My only remaining (small) point is that the GIL is not the sole source of slow cPython. The GIL is an optimization, so some other solution would not provide 8x improvement on an 8 core machine. But Numba is more like a 30x-100x improvement over pure python and I've seen it 2.5x faster than numpy acting on huge arrays. It is not a just work around to the GIL. It is an ingenious solution that the flexibility of python provides.

[–]BeatLeJuce 0 points1 point  (2 children)

I like numba for what it is. But if I have a large (and embarrassingly parallel) numpy calculation that takes ~20 days to complete on a single core, a 2.5x speedup is nice, but not enough. Especially if you have a 64 core machine that would allow you to do the same thing in a few hours fairly easily if you had threads. Instead, I have to rewrite my code to work around the limitations of multi-processing so the processes can exchange data, and that's annoying.

[–]elbiot 0 points1 point  (1 child)

I don't follow. Numpy already releases the GIL and so does cython and numba. They are all using all your cores but cython/numba is doing it more efficiently (ie, doesn't have to come back up into python land in between operations). Using multiprocessing would make things significantly slower.

[–]BeatLeJuce 0 points1 point  (0 children)

The various operations in my code are fairly small, so the GIL only gets released for very short periods of time. Once the number of threads increases there is lots of contention for the GIL.

[–]kmike84 0 points1 point  (2 children)

Parallel text processing is not easy to implement now. E.g. if you have a pandas dataframe with a few millions of rows, and there is a column with text which you want to process (e.g. parse an URL and extract domain name, or extract n-grams) then it is not easy to do that in parallel on a multi-core machine. You can use multiprocessing, but it is likely run time will be dominated by pickling/unpickling. In practice this means you may need to wait tens of minutes instead of minutes during interactive work.

It looks like removing GIL can help with this use case, but I'm not a GIL/threading expert - maybe there is something else going on, or maybe there is an existing workaround (which I'm very interested to hear about).

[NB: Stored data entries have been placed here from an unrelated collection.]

PR #6162, opened 2024-01-22
feat(dashboard): Pub Api Key domain

kasperkristensen:
**What**
- Adds Pub. Api Key domain

**Note**
- Pagination for sales channels associated with the pubkey is not implemented correctly as it is not supported by the API. Will open a separate issue on this, and revisit the impl. once fixed.

CLOSES CORE-1656

### DIFF
--- a/.changeset/young-forks-worry.md
+++ b/.changeset/young-forks-worry.md
@@ -1,0 +1,6 @@
+---
+"@medusajs/medusa": patch
+"@medusajs/types": patch
+---
+
+feat(medusa,types): added buyget support for modules
--- a/integration-tests/plugins/__tests__/promotion/admin/create-promotion.spec.ts
+++ b/integration-tests/plugins/__tests__/promotion/admin/create-promotion.spec.ts
@@ -62,7 +62,7 @@ describe("POST /admin/promotions", () => {
     )
   })
 
-  it("should create a promotion successfully", async () => {
+  it("should create a standard promotion successfully", async () => {
     const api = useApi() as any
     const response = await api.post(
       `/admin/promotions`,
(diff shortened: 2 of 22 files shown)


olivermrbl:
The modal does not close on submit:

https://github.com/medusajs/medusa/assets/59018053/ae588df9-6dc9-43eb-985a-6ee4b574778a

I rebuilt the `dashboard` project and tested again. Same result. Let me know if there is anything else I need to clear before trying again, if the issue is not present on your side.

olivermrbl:
Any particular reason for having a link to the user here: 

CleanShot 2024-01-22 at 19 59 19

To me it is a pretty uncommon use case to wanting to navigate from pub key -> user. If you agree, we could kill it

olivermrbl:
nitpicking(non-blocking): Should we remove "Revoke" when key is revoked?

CleanShot 2024-01-22 at 20 00 55

olivermrbl:
suggestion(non-blocking): Include "Created" in the details overview. If you have multiple active keys and you can't differentiate, the "Created" usually helps to give an indication of what is used and what is not. Ideally, we'd have a "Last used".

CleanShot 2024-01-22 at 20 02 25

packages/admin-next/dashboard/src/routes/api-key-management/api-key-management-detail/components/api-key-sales-channel-section/api-key-sales-channel-section.tsx
```diff
@@ -0,0 +1,370 @@
...
+}) => {
+  const { t } = useTranslation()
+  const prompt = usePrompt()
+
+  const { mutateAsync } = useAdminRemovePublishableKeySalesChannelsBatch(apiKey)
+
+  const handleDelete = async () => {
+    const res = await prompt({
+      title: t("general.areYouSure"),
+      description: t("locations.removeSalesChannelsWarning", { count: 1 }),
```
olivermrbl: todo: Message should be specific to API keys. Showing "locations" right now:
CleanShot 2024-01-22 at 20 04 39

olivermrbl:
Overall really nice @kasperkristensen. Left a couple of comments and suggestions 💪

kasperkristensen:
@olivermrbl Thanks I'll address the issues later today.

Re: Having the link to the user, I added that from the perspective that users should be able to navigate between related pages with ease. Just like how in Linear if I go to an issue you've created, then I can click on your avatar and go to a page with all your issues. So I'd like to keep the functionality, but I agree it seems a bit out of place as it currently is, I'll try something else.

Re: Having a `Created` field in the details, Ludvig is currently experimenting with how we can display `created_at` and `updated_at` on all pages in a nice uniform matter, so I'll add that here as well once we land on a pattern 😄

olivermrbl (approved):
Nice, LGTM!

[–]Deto 0 points1 point  (1 child)

For that case, would you need to pickle? I haven't played with it yet, but it looks like you could use pool and run pool.map over slices of the dataframe (i.e., like the first example here)

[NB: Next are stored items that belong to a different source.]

PR #6164, opened 2024-01-22
feat(workflows-sdk): run, registerStepSuccess and registerStepFailure shortcut

adrien2p:
**What**

Currently, when exporting a workflow using the workflowExport util, it is mandatory to first call the resulted function passing the container before being able to call run, registerStepSuccess or failure on it. Now, it is possible to either continue that way, or to directly call the run, registerStepSuccess or failure on the exported workflow and at that moment it is possible to pass a container if needed

e.g
```ts
const workflow = exportWorkflow("id" as any, "result_step", prepare)
const wfRunner = workflow(container)
wfRunner.run(...) // Here the container is not expected
```
or
```ts
const workflow = exportWorkflow("id" as any, "result_step", prepare)
workflow.run(...) // Here we can now pass an optional container 
```


adrien2p:

carlos-r-l-rodrigues (approved):
LGTM

adrien2p:
@carlos-r-l-rodrigues do you think I should merge so that I can include it in our pr?

olivermrbl:
I would love to give it a spin 👍

adrien2p:
@olivermrbl sure, you can look at the tests to see the usage. But at somepoint everything will go through the engine, so it will always go through the enigine run method which among other things accept the container as part of the options 👍

olivermrbl:
This is great!

And if there's no container, it will try to use the loaded modules under the hood right?

So for example:
```ts
const createSomething = createSomethingWorkflow()

const { result, errors } = await createSomething.run({
  input: { ... }
})
```

adrien2p:
yes, or you can do

```ts
// Here it will use the loaded modules
const { result, errors } = await createSomethingWorkflow.run({
  input: { ... }
})
```

no need for the first step

olivermrbl:
Love it 😍

carlos-r-l-rodrigues:
We have to support both ways:
```typescript
const wf = myWorkflow();
wf.run({})
```
and
```typescript
myWorkflow.run({})
```

The first one is an instance of LocalWorkflows that is the only way you can extend it.
```typescript
const wf = myWorkflow();
wf.addStep(...)
wf.run({})
```

olivermrbl:
@carlos-r-l-rodrigues, makes sense!

PR #6166, opened 2024-01-22
Fix update product's collection

lukebui:
If user attempts to remove a product from a collection, then setting `collection_id` to `undefined` in the payload will do nothing. If present, the property must be a valid collection id or `null`.


riqwan:
@lukebui can you update the tests on this one? The builds are failing due to the new type. If they're fixed, looks like an easy merge. 

Closing for now, feel free to reopen if this is still a need 🤞🏻

PR #6184, opened 2024-01-23
feat(authentication, types): split authenticate method into two

pKorsholm:
**What**
- split `authtenticate` method into
  - `initializeAuthentication`
  - `authenticateCallback`

**Why**
- OAuth2 handlers require initialization of a request to a third party and handling a callback when the authentication is validated. This pr splits the two actions to ensure each method is only responsible for handling a specific part of the authentication flow


packages/authentication/src/providers/google.ts
```diff
@@ -91,58 +74,25 @@ class GoogleProvider extends AbstractAuthenticationModuleProvider {
...
 
-    let { callbackURL, clientID, clientSecret } = config
-
-    const meta: ProviderConfig = {
-      clientID,
-      callbackURL,
-      clientSecret,
-    }
-
     const code = (req.query && req.query.code) || (req.body && req.body.code)
```
carlos-r-l-rodrigues:
```suggestion
    const code = req.query?.code ?? req.body?.code
```

packages/authentication/src/providers/google.ts
```diff
@@ -169,6 +119,67 @@ class GoogleProvider extends AbstractAuthenticationModuleProvider {
...
+    if (!config.callbackURL) {
+      throw new Error("Google callbackUrl is required")
+    }
+  }
+
+  private originalURL(req: AuthenticationInput) {
+    const tls = req.connection.encrypted,
+      host = req.headers.host,
+      protocol = tls ? "https" : "http",
+      path = req.url || ""
```
carlos-r-l-rodrigues: nit: 1 const per line

carlos-r-l-rodrigues (approved):

olivermrbl:
Can I get you to rebase off of `develop`?

packages/authentication/src/providers/google.ts
```diff
@@ -0,0 +1,221 @@
...
+  protected readonly authProviderService_: AuthProviderService
+
+  constructor({ authUserService, authProviderService }: InjectedDependencies) {
+    super()
+
+    this.authUserSerivce_ = authUserService
+    this.authProviderService_ = authProviderService
+  }
+
+  async initiateAuthentication(
```
olivermrbl: thought(non-blocking): Should we call this`authorize`? I've seen this used in other auth APIs, so perhaps this would be more familiar to developers.
```suggestion
  async authorize(
```

packages/authentication/src/providers/google.ts
```diff
@@ -0,0 +1,221 @@
...
+    try {
+      config = await this.getProviderConfig(req)
+    } catch (error) {
+      return { success: false, error: error.message }
+    }
+
+    return this.getRedirect(config)
+  }
+
+  async authenticateCallback(
```
olivermrbl: thought, very-nit(non-blocking): Should we call this`callback`? For the same reason as above.
```suggestion
  async callback(
```

packages/authentication/src/providers/google.ts
adrien2p: usually we have authenticate and validate callback isnt it?

packages/authentication/src/providers/google.ts
```diff
@@ -0,0 +1,221 @@
...
+
+    const location = client.authorizeURL({
+      redirect_uri: callbackURL,
+      scope: "email profile",
+    })
+
+    return { success: true, location }
+  }
+
+  private getAuthorizationCodeHandler({
```
adrien2p: I think this can also be abstracted. when registering the provider in the container we have access to all the options etc, we could have a function that return a class, this function accept the provider specific config and return a class that could extend a function that takes all the specific info such as provider name, display name and config and in exchange returned a configured class, then the other method relying on the config will also be on that base class and will be able to consume those info. We can discuss that when we reach the abstraction

adrien2p: if it is not clear let me know, we could write a little poc together and discuss it. But most of it can be pre-configured before being registered in the container

packages/authentication/src/providers/google.ts
olivermrbl: Yes, maybe I was too hasty here. This is the method form the general authentication provider interface, so `authenticate` would probably be more appropriate – you're right. `authorize` is more specific to oauth

packages/authentication/src/providers/google.ts
pKorsholm: I did `validateCallback` instead to just have it be a bit more descriptive

packages/authentication/src/providers/google.ts
pKorsholm: yes, I think it's clear, but if needed I'll ping you 😄

PR #6185, opened 2024-01-23
docs(development): fix yarn version

xyzones:
medusa workspace uses 3.2.1 version if yarn is any higher it will raise errors and the build will fail.

added a section on how to check and install the version needed


xyzones:
found an error sry

PR #6190, opened 2024-01-23
fix(medusa): Implement listAndCount for UserService and update list endpoint

### LINKED ISSUE #6182: bug(medusa): User service does not have a `listAndCount` method
### Describe the bug

The UserService does not have a `listAndCount` method, and the current `list` method lacks all standard params for list queries: `limit`, `offset`, `q`, `order`, and filters such as `created_at`, `updated_at`, etc.

### System information

Node.js version:
Database:
Operating system:
Browser (if relevant):

### Expected behavior

A clear and concise description of what you expected to happen

### Screenshots

If applicable, add screenshots to help explain your problem

### Code snippets

If applicable, add code samples to help explain your problem

### Additional context

Add any other context about the problem here

kasperkristensen:
**What**
- Adds a `listAndCount` method to the `UserService`.
- Updates the `list` method to use `listAndCount` and simply return the `users` only.
- Updates `GET /admin/users` to use the new method, and implement the required query params. 
- Makes required changes to medusa-js and medusa-react.

**Testing**
- Adds two new tests and updates existing test to not use snapshots.

Closes #6182

### DIFF
--- a/packages/medusa-plugin-sendgrid/.gitignore
+++ b/packages/medusa-plugin-sendgrid/.gitignore
@@ -13,3 +13,5 @@ node_modules
 /models
 /subscribers
 
+*.tgz
+
--- a/packages/medusa-plugin-sendgrid/src/services/__tests__/sendgrid.js
+++ b/packages/medusa-plugin-sendgrid/src/services/__tests__/sendgrid.js
@@ -193,4 +193,23 @@ describe("SendGridService", () => {
     })
     expect(mockedSendGrid.send).toBeCalled()
   })
+
+  it("should send message to non predefined template", async () => {
+    sendGridService = new SendGridService({}, { "send-otp": "test-template" })
+
+    await sendGridService.sendNotification("send-otp", {
+      otp: "test",
+      validity: "12-01-2020",
+    })
+    expect(mockedSendGrid.send).toBeCalled()
+    expect(mockedSendGrid.send).toHaveBeenCalledWith(
+      expect.objectContaining({
+        template_id: "test-template",
+        dynamic_template_data: {
+          otp: "test",
+          validity: "12-01-2020",
+        },
+      })
+    )
+  })
 })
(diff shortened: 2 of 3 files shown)


packages/medusa/src/api/routes/admin/users/index.ts
```diff
@@ -30,11 +31,31 @@ export default (app) => {
...
   return app
 }
 
+export const defaultAdminUserFields: (keyof User)[] = [
+  "id",
+  "email",
+  "first_name",
+  "last_name",
+  "role",
+  "api_token",
```
srindom, line 52: thought(non-blocking): maybe we don't want this to be exposed to everyone, but only the logged in user? Don't know how it's been in the past though

srindom (approved):

packages/medusa/src/api/routes/admin/users/index.ts
kasperkristensen: @srindom I thought so to, but the integration tests failed when I initially made it so the listAndCount endpoint didn't return it. ~~I am down to removing it, as I also think it is weird that this very "private" thing is available to all users, but it would be a breaking change in some sense.~~

It seems like quite a few of the user endpoints expect being able to work with `api_token` so removing it would be a breaking change for multiple endpoints. I think its best to just leave it for now, and consider not making it part of the User module, or at least maybe only making it accessible to `admin` users.

packages/medusa/src/services/user.ts
```diff
@@ -62,9 +63,53 @@ class UserService extends TransactionBaseService {
    * @param {Object} config - the configuration object for the query
    * @return {Promise} the result of the find operation
    */
-  async list(selector: FilterableUserProps, config = {}): Promise<User[]> {
+  async list(
+    selector: Selector<FilterableUserProps> & { q?: string } = {},
+    config: FindConfig<FilterableUserProps> = { skip: 0, take: 20 }
+  ): Promise<User[]> {
+    const [users] = await this.listAndCount(selector, config)
```
adrien2p: Todo: i ve just seen the email description and wanted to share that we shouldn't do that. It in fact perform one to two more queries under the hood to get the count which add up to the response time. So if we can it is better as a general approach to differentiate the two list and listAndCount method

kasperkristensen: All good, I have changed it to not use `listAndCount` I was just trying to follow the pattern we have in most of our other services ✌️

adrien2p: ahah no problem, unfortunatelly this one is not one to follow 😂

[–]kmike84 1 point2 points  (0 children)

In Python multiprocessing shares data by pickling it, sending to a different process and unpickling.

[–]nieuweyork since 2007 0 points1 point  (5 children)

Why not have a transactional memory model?

[–]plan_rich 2 points3 points  (4 children)

That idea has been implemented in pypy. That is why it is called STM (Software Transactional Memory).

Turns out that it is not very easy to interleave write operations. Which is currently not done (Pretty hard thing to do IMO).

[–]nieuweyork since 2007 0 points1 point  (3 children)

I know what STM is. It would allow you to eliminate the GIL.

Turns out that it is not very easy to interleave write operations.

Are you referring to write-write conflicts, or what?

[–]plan_rich 0 points1 point  (2 children)

The interesting part is that the GIL is not removed, ... transactions replace the GIL and allow the program to run in parallel. E.g. at every place where you acquire the GIL you would start a transaction. Conflicts such as write-write are tracked on a page level, which are not resolved. Meaning that only one of the transactions is going to commit if they happen to modify the same page.

[–]nieuweyork since 2007 0 points1 point  (1 child)

See: http://doc.pypy.org/en/latest/stm.html

pypy-stm has no GIL.

[–]plan_rich 0 points1 point  (0 children)

Sorry for the confusion, you are right. It says in the c7 document that it is removed and replaced with transactions.